O nosso corpo adora rotinas e o ritmo circadiano pode ser "ensinado". Vários trabalhos em animais e no Homem têm mostrado que hábitos de refeições regulares ao longo do dia, à mesma hora, favorecem o metabolismo e reduzem o risco de obesidade. Isto deve-se a um ajuste hormonal e funcional ao evento da refeição, aumentando o dispêndio energético e optimizando os nossos mecanismos homeostáticos que respondem à ingestão de alimentos. Não é só o que comemos que conta. É também quando e como o fazemos. As refeições têm um papel importantíssimo na regulação do nosso ritmo circadiano e "relógio interno", bem como um sono regenerador e regular.

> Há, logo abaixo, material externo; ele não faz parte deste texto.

PR #1805, opened 2022-11-24
Fix observed variable detection

### LINKED ISSUE #1801: Posterior sampling with Messenger Pyro guides -> huge memory use.
Hi

Posterior sampling with Messenger Pyro guides does not remove observed variables leading to huge memory use.
https://github.com/scverse/scvi-tools/blob/main/scvi/model/base/_pyromixin.py#L184
I don't know whether when sampling from Messenger guides it is possible to easily detect and exclude observed variables. @fritzo any recommendations?

This can be addressed 
1. By adding an additional variable which allows users to exclude observed variables by name (like done here https://github.com/BayraktarLab/cell2location/blob/improved_posterior_quantile/cell2location/models/base/_pyro_mixin.py#L250). 
2. By deleting https://github.com/scverse/scvi-tools/blob/main/scvi/model/base/_pyromixin.py#L182-L185

Related to https://github.com/BayraktarLab/cell2location/pull/144/

vitkl:
Create a separate method to detect observed sites and apply it everywhere necessary to automatically exclude observed sites.

Fixes #1801


vitkl:
I think my pre-commit configs are out of date, sorry. My version of flake doesn't see anything wrong. I can fix this later.

adamgayoso (commented):
What's the status of this @vitkl ?

vitkl:
Still a work in progress, unfortunately, the solution I added doesn't seem to exclude observed variables. I will do a deeper dive some time this year.

vitkl:
I think this should be addressable by removing different procedures for different AutoGuide classes (https://github.com/scverse/scvi-tools/pull/2695).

Quando falamos em disfunções metabólicas, como a diabetes e obesidade, o sono e o ritmo circadiano natural são muitas vezes deixados para segundo plano. O foco está sempre na dieta e exercício que, embora tenham um papel muito importante, não são os únicos factores envolvidos. E convenhamos... Em alguns casos nem está aí o problema, ou é bem mais complexo do que isso. Os profissionais de saúde têm sempre tendência a sobrevalorizar os aspectos que controlam e que estão treinamos para intervir - dieta e exercício. É normal que assim seja. Mas normal não significa óptimo, e uma intervenção óptima é global, mesmo que para isso seja necessária uma equipa multidisciplinar com valências nas várias vertentes da saúde.